= Leonard Levinson =

American radio writer and author (1904–1974)

Leonard Louis Levinson (March 2, 1904 - January 30, 1974) was an American radio writer and author.

==Early years==
Levinson was born in Pittsburgh, Pennsylvania, the son of Naimon and Sophie Levinson. He had two brothers, Stanley and Robert M. Levinson. While a student at Fifth Avenue High School in Pittsburgh, he was a star in baseball, ice hockey, and track, accumulating 13 sports letters. He also was president of the literary and debate organizations and business manager of the school publication. After high school, he studied radio engineering at Carnegie Tech and followed that with a study of drama at the University of Pittsburgh. He later attended the University of California at Los Angeles and worked at a newspaper while he was enrolled there .

==Career==
In 1925 Levinson opened a publicity and advertising bureau in Los Angeles to "specialize in the exploitation of commercial firms" and to work with national advertising for manufacturers in southern California. After working in Hollywood for the trade publication Variety for several years, Levinson joined the Hillman-Shane Advertising Agency, Incorporated, heading a new department as director of publicity. In that role he oversaw public relations for film personalities and film companies. He wrote "many screen originals" and was involved in production of Broadway Melody, Holiday Revue, and other films.

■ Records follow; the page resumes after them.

PR #1811, opened 2022-07-19
Add MobileNetV1 and MobileNetV1 test into ModelZoo

warthecatalyst:
## Description ##
Add MobileNet version1 (reference paper https://arxiv.org/pdf/1704.04861.pdf) into ModelZoo and create a model test to check out whether the shapes and values of parameters meet our expectations


lanking520:
There is no content in this PR

warthecatalyst:
sorry I forgot to push my local changes

PR #1813, opened 2022-07-19
Fixes resize return DataType mismatch bug

JohnDoll2023:
## Description ##

Fixes the NDArray from being set to a float32 format

- When calling the resize method from the DJL-demo repo, the `PtNDArrayEx.java` is called and changes the `NDArray` type from `UINT8` to `float32`. This fix changes it back to it's original dataType that it was prior to being changed to `float32`.

### DIFF
--- a/engines/pytorch/pytorch-engine/src/main/java/ai/djl/pytorch/engine/PtNDArrayEx.java
+++ b/engines/pytorch/pytorch-engine/src/main/java/ai/djl/pytorch/engine/PtNDArrayEx.java
@@ -582,7 +582,8 @@ public class PtNDArrayEx implements NDArrayEx {
                                     new long[] {height, width},
                                     getInterpolationMode(interpolation),
                                     false)
-                            .transpose(0, 2, 3, 1);
+                            .transpose(0, 2, 3, 1)
+                            .toType(array.getDataType(), false);
             if (dim == 3) {
                 result = result.squeeze(0);
             }
--- a/api/src/main/java/ai/djl/modality/cv/translator/SemanticSegmentationTranslator.java
+++ b/api/src/main/java/ai/djl/modality/cv/translator/SemanticSegmentationTranslator.java
@@ -113,9 +113,8 @@ public class SemanticSegmentationTranslator extends BaseImageTranslator<Image> {
             NDArray fullImage =
                     manager.create(bb, new Shape(height, width, CHANNEL), DataType.UINT8);
             NDArray resized = NDImageUtils.resize(fullImage, originW, originH);
-            NDArray ret = resized.toType(DataType.UINT8, false);
 
-            return ImageFactory.getInstance().fromNDArray(ret);
+            return ImageFactory.getInstance().fromNDArray(resized);
         }
     }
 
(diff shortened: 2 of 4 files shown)


engines/pytorch/pytorch-engine/src/main/java/ai/djl/pytorch/engine/PtNDArrayEx.java
```diff
@@ -582,7 +582,8 @@ public PtNDArray resize(int width, int height, int interpolation) {
                                     new long[] {height, width},
                                     getInterpolationMode(interpolation),
                                     false)
-                            .transpose(0, 2, 3, 1);
+                            .transpose(0, 2, 3, 1)
+                            .toType(array.getDataType(), false);
```
frankfliu, line 586: The resize operation should not change data type. The pytorch ops only support float32, that's why we convert to float32, but we have to convert back to uint8 if input is uint8.

We also need to add output check in integration tests, and make sure this is the same for all engines.

JohnDoll2023: Added integration test

frankfliu: It turns out the result of Resize should be float32.

And we are manually convert NDArray to UINT8/INT8 manually before calling `ImageFactory.fromNDArray()`
I think we should call `NDArray.toType(UINT8, false)` inside  `ImageFactory.fromNDArray`

We can drop this PR for now.

zachgk: @frankfliu I'm not sure what you mean by the resize should be flaot32. Shouldn't it be the same as input type? The two main formats for images are uint8 from 0-255 and float32 from 0-1, and resize shouldn't be changing between them. Due to limitations in pytorch engine, it only works for float32. Currently, we convert to float32 to make it callable, but we should also convert back after to maintain the input format. It applies more broadly than just `ImageFactory.fromNDArray()`

frankfliu: Here is the problem
1. All the models take float32 as input, if we convert float32 to uint8, at one point we have to convert to float32 again
2. there actually three format: uint8, float32 (0,1) and float32 (-1,1), if we convert to uint8, and then convert to float32, the range messed up
3. For models that applies toTensor, uint8 isn't a problem, toTensor will convert any input to float32, however for tensorflow model, resize is their last transform (the model takes channel last image), we have to apply a toType(float32) for those models
4. PT resize operation requires float32 input, and TF automatically convert to float32 natively. We can define resize output should be always float32.

frankfliu: Our ImageFactory always convert image to UINT8 NDArray, that means both TF and PT resize() must convert to UINT8, then we must add a step to convert to float32 before feed into model.

We didn't expose resize as NDArray operation, what we exposed is `NDImageUtils.resize()`. If this API can accept both. UINT8/INT8/FLOAT32 input and output is always float32, it actually make sense.

PR #1817, opened 2022-07-20
Add MobileNetV1 into modelZoo and add corresponding test class MobileNetV1Test

warthecatalyst:
Add MobileNetV1 into modelZoo and add corresponding test class MobileNetV1Test
modify train method of ImageClassification Class in djl-zero, to train a MobileNet for fast cases and ResNet for large cases


model-zoo/src/main/java/ai/djl/basicmodelzoo/cv/classification/MobileNetV1.java
```diff
@@ -0,0 +1,273 @@
...
+    }
+
+    /** The Builder to construct a {@link MobileNetV1} object. */
+    public static final class Builder {
+        float batchNormMomentum = 0.9f;
+        float alpha = 1f; // width multiplier defined in the paper
+
+        long outSize = 10; // 10 as default for basic datasets like cifar10 or mnist
+
+        int[] filters = {32, 64, 128, 128, 256, 256, 512, 512, 1024, 1024};
```
zachgk, line 227: Here, you have filters as part of the builder but it isn't actually modifiable. This can be confusing because it is not how the Builder pattern typically works. There really a few straightforward optiosn:

1. Move the option to a hardcoded part of `mobilenet(..)` to more clearly indicate that it is not part of the Builder pattern
2. Create an option to modify `filters`. Then, you would also need to handle the case of different filter lengths. This can be either by adding a validation to require the specific length of 10 or by creating a loop so the block can be built with arbitrary filter lengths. Maybe this would include adding a strides array with the additional restriction that strides and filters have the same length.

zachgk (commented):
This looks pretty good. I just have two minor suggestions

zachgk (approved):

=== Radio and television ===
By 1939, Levinson had begun writing for radio. One of the earliest programs to use his scripts was Joe Penner's Tip Top Show in 1939. In 1940 he became an assistant writer to Don Quinn on Fibber McGee and Molly, and in 1941 he began writing for The Great Gildersleeve. He resigned from that position in 1942 to work for the United States Office of War Information. The trade publication Variety reported that he had already been "active for some years in Hollywood in pro-democracy radio propaganda", including unsuccessfully seeking approval from the federal government to "overcome cautions of sponsors against gags against Axis, etc.". After he worked for the government, he wrote for more radio programs, including Hollywood Showcase, Theater of the Air, The Al Jolson-Monty Woolley Show, The Jack Carson Show, The Stu Erwin Show, and Family Theatre. Television programs for which Levinson wrote included Success Story and Sure As Fate.

=== Stage ===
Levinson wrote for the stage as early as age 23, when he wrote the book and lyrics for a revue in which Fanny Brice, Lupe Velez, and others appeared. He wrote the books for two Broadway productions, Rhapsody (1944) Mr. Strauss Goes to Boston (1945). He was technical director for the national tour of The Desert Song.

=== Practical jokes ===
Levinson's practical jokes sometimes turned into more than what they seemed. When Olsen and Johnson were performing in Los Angeles, Levinson sent two bales of hay to the theater, and the next day he sent a goat to eat the hay. The comedy duo incorporated the goat and the hay into the act, after which, "... an agency executive seeing them act the fool put them on a network program. Then came a vaudeville tour of an act called Hellzapoppin and from that grew their show, in which goats — in fact anything — may appear at any moment."

Another of Levinson's gags led to creation of his own film business. He created letterhead for the fictitious Impossible Pictures, Inc., with the first press release announcing the company's trademark. The next release revealed the company's cable address, after which he sent telegrams containing the company's motto. A subsequent news release promoted a lavish party that was suddenly called off, and a 10-page messenger-delivered statement of the company's policy consisted of "Blah, Blah, Blah ..." for all 10 pages. Eventually Levinson decided to venture into the film business for real, joining with theater chain owner Dave Flexer. Impossible Pictures' first effort was a parody of travelogues. Levinson's joking continued with the real-life company as the first film took on several humorous titles during production. One promotion was a contest that required completing a sentence that began, "I Hate Impossible Pictures Because ..." Eligibility was limited to people living inside the city limits of Hollywood. A second contest invited people to submit new slogans for the company with the grand prize being a free sightseeing trip around Hollywood. Levinson selected his secretary as the winner, giving her an afternoon off work and a dime to pay bus fare. Beginning on July 1, 1948, the company released four cartoons via an arrangement with Republic. The premiere of the four cartoons occurred on a Los Angeles streetcar, with the vehicle proceeding "on its predetermined course through downtown Los Angeles while the films were unreeled."

=== Books ===
Levinson wrote the books Bartlett's Unfamiliar Quotations, Webster's Unafraid Dictionary, Wall Street: A Pictorial History, The Left-Handed Dictionary, and 12 cookbooks.

==Personal life and death==
Levinson had a wife, Ruth, and two daughters. He died in Los Angeles on January 30, 1974, aged 69.